Provide a way to compile binaries with a split runtime: a runtime stub compiled with the user's binary and a separately-developed runtime server. This would allow for alternative implementations of the runtime, possibly running on remote machines, for remote debugging and providing a building block to distributed execution.


Distributed computing often involves expressing conceptually simple algorithms within a morass of plumbing.

Go's concurrency primatives mean a Go program already expresses the concurrent nature a program. Go's default of static linking means binaries can already migrate between machines without needing extensive dependency preparation.

Go is thus uniquely positioned to automate much of the boilerplate tasks involved in running distributed code.

While this is a broader endeavor, an initial step might be enabling the compiler and runtime to automatically use remote resources for existing Go programs. This is the scope of the current proposal.


The current runtime assumes the binary it is executing is colocated with the machine and operating system that are providing the underlying resources:

|--------Process 1--------|
 User code <--> Go runtime <--> OS
|------------Machine 1------------|

External inspection of a running Go process requires the user's code to interrogate the runtime package and expose an API. External control of a running Go process requires changes to gdb or rewriting source code. Even with such techniques, the ability to control a process or provide alternative implementations of the resources it requires is limited.

Thus externalizing runtime functions cannot be done at the library level and modifications to the runtime itself are required.


Create a new build mode that divides the services of the runtime across two processes:

|--------Process 1----------|           |---Process 2--|
 User code <--> runtime stub <--(API)--> runtime server <--> server OS
|--------Machine 1----------|           |----------Machine ?----------|

The runtime stub would be implemented as part of the go compiler.

A passthrough runtime server would be provided as part of the go command (see below).

The API between runtime stub and runtime server would be standardized and published so that developers can implement their own runtime servers.


User code would be compiled for this arrangement via a flag:

$ go build -buildmode=remote main.go


The resulting binary will not be able to run directly on the local machine since it contains only a runtime stub.

$ ./main
panic: remote binary requires runtime server

Developers write their own runtime servers that manage execution of Go processes over the API:

$ go build -buildmode=remote main.go
$ start tracelogger -port=11235
$ ./main -go.remote=localhost:11235

Service providers can implement runtime servers on reliable distributed infrastructure:

$ GOARCH=AMD64 go build -buildmode=remote main.go
$ ./main

Runtime server implementations determine what resources the user's code will 'see,' e.g. local CPU information, local + remote memory, remote filesystems.

TODO: environment var?

Local execution

A new go remote command can run a remote binary attached to a simple passthrough runtime server that uses the local machine's resources:

$ go build -buildmode=remote main.go
$ go remote ./main

In this case, the binary and its runtime server are run on the same machine

|--------Process 1----------|           |---Process 2--|
 User code <--> runtime stub <--(API)--> runtime server <--> server OS
|----------------------------Machine 1--------------------------------|

producing the same result as would be produced with:

$ go build main.go
$ ./main

Server-side execution

Running go remote without a local binary causes it to wait for a binary to execute from the runtime server:

$ go remote


Runtime servers are responsible for providing remote memory and OS resources to running processes and stepping through their code (as a debugger would).

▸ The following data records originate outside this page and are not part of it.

PR #915, opened 2022-08-11
implemented filter for movie list

nikita-biriukov:
[DEMO LINK](https://nikita-biriukov.github.io/react_movies-list-filter/)

### DIFF
--- a/src/App.tsx
+++ b/src/App.tsx
@@ -4,18 +4,11 @@ import { MoviesList } from './components/MoviesList';
 import moviesFromServer from './api/movies.json';
 
 export const App: React.FC = () => {
-  const [query, setQuery] = useState<string>('');
-
-  const handleSearch = (event: React.ChangeEvent<HTMLInputElement>) => {
-    setQuery(event.target.value);
-  };
+  const [query, setQuery] = useState('');
 
   const visibleMovies = moviesFromServer.filter(movie => {
-    const { title, description } = movie;
-    const lowerCaseQuery = query.toLowerCase();
-
-    return title.toLowerCase().includes(lowerCaseQuery)
-    || description.toLowerCase().includes(lowerCaseQuery);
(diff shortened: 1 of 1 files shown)


src/App.tsx
```diff
@@ -1,9 +1,23 @@
...
+  const handleSearch = (event: React.ChangeEvent<HTMLInputElement>) => {
+    setQuery(event.target.value);
+  };
+
+  const visibleMovies = moviesFromServer.filter(movie => {
+    const { title, description } = movie;
+    const lowerCaseQuery = query.toLowerCase();
+
+    return title.toLowerCase().includes(lowerCaseQuery)
+    || description.toLowerCase().includes(lowerCaseQuery);
```
denys-danyliuk, line 18: maybe this is kinda overkill, you will create this variables on each iteration, maybe I'm wrong and this how it should be

denys-danyliuk (approved):
Good job🔥

src/App.tsx
```diff
@@ -1,9 +1,16 @@
...
 import './App.scss';
 import { MoviesList } from './components/MoviesList';
 import moviesFromServer from './api/movies.json';
 
 export const App: React.FC = () => {
+  const [query, setQuery] = useState('');
+
+  const visibleMovies = moviesFromServer.filter(movie => {
+    return movie.title.toLowerCase().includes(query.toLowerCase())
+    || movie.description.toLowerCase().includes(query.toLowerCase());
```
ivan-kadykalo, line 11: Good work, but it will be more readable if you will create separate variables, and compare them, because at now it looks hard)) 
Shortest is not the best in every time)

```suggestion
    const titleInclude = movie.title.toLowerCase().includes(query.toLowerCase());
    const decriptionInclude = movie.description.toLowerCase().includes(query.toLowerCase());
    
    return titleInclude || decriptionInclude;
```

ivan-kadykalo (approved):

PR #936, opened 2022-08-14
task is ready

opanasiukvlad:
[DEMO](https://opanaskiukvlad.github.io/react_movies-list-filter/)

### DIFF
--- a/src/App.tsx
+++ b/src/App.tsx
@@ -1,9 +1,23 @@
-import React from 'react';
+import React, {useState} from 'react';
 import './App.scss';
 import { MoviesList } from './components/MoviesList';
 import moviesFromServer from './api/movies.json';
 
 export const App: React.FC = () => {
+  const [query, setQuery] = useState('');
+
+  const filteredmoviesFromServer = moviesFromServer.filter((movie) => {
+    if (movie.title.toLowerCase().includes(query.toLowerCase())) {
+      return movie;
+    }
+
+    if (movie.description.toLowerCase().includes(query.toLowerCase())) {
+      return movie;
+    }
+
+    return 0;
+  });
+
   return (
     <div className="page">
       <div className="page-content">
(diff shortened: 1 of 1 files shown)


ClaudiaKalnitskaya (approved):
Good!

src/App.tsx
```diff
@@ -1,9 +1,23 @@
...
+  const [query, setQuery] = useState('');
+
+  const filteredmoviesFromServer = moviesFromServer.filter((movie) => {
+    if (movie.title.toLowerCase().includes(query.toLowerCase())) {
+      return movie;
+    }
+
+    if (movie.description.toLowerCase().includes(query.toLowerCase())) {
+      return movie;
+    }
```
solaryasha, line 16: Don't repeat yourself

src/App.tsx
```diff
@@ -20,12 +34,16 @@ export const App: React.FC = () => {
                 id="search-query"
                 className="input"
                 placeholder="Type search word"
+                value={query}
+                onChange={(event) => {
+                  setQuery(event.target.value);
+                }}
```
solaryasha, line 40: Let's avoid passing inline function, let's create separate function for this

solaryasha (changes requested):

src/App.tsx
opanasiukvlad: Thanks, fixed!

src/App.tsx
```diff
@@ -1,9 +1,16 @@
...
 import './App.scss';
 import { MoviesList } from './components/MoviesList';
 import moviesFromServer from './api/movies.json';
 
 export const App: React.FC = () => {
+  const [query, setQuery] = useState('');
+
+  const filteredMoviesFromServer = moviesFromServer.filter((movie) => {
+    return movie.title.toLowerCase().includes(query.toLowerCase())
+    || movie.description.toLowerCase().includes(query.toLowerCase());
```
solaryasha, line 11: You could move the result of toLowerCase method to the separate variable

solaryasha (approved):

This means runtime servers are also able to migrate running goroutines from an existing process to new uninitialized instances of the same binary, possibly on a different host:

              |----Runtime server----|
              | Remote vars          |
              | OS resources         |
                   ^             ^
                   |    (api)    |
                   v             v
|-------Process 1-------|    |-------Process 2-------|
| goroutine 1 (main())  |    | goroutine 2 (func2()) |
|  - program counter    |    |  - program counter    |
|  - stacks             |    |  - stacks             |
|  - heap               |    |  - heap               |
|-----------------------|    |-----------------------|

The original developer need only ensure they have structured their program using the standard concurrency primitives provided by Go and the remote runtime can migrate workloads as needed.


A new standard library package runtime/remote will be added to provide information about the remote execution environment and support the implementation of runtime servers.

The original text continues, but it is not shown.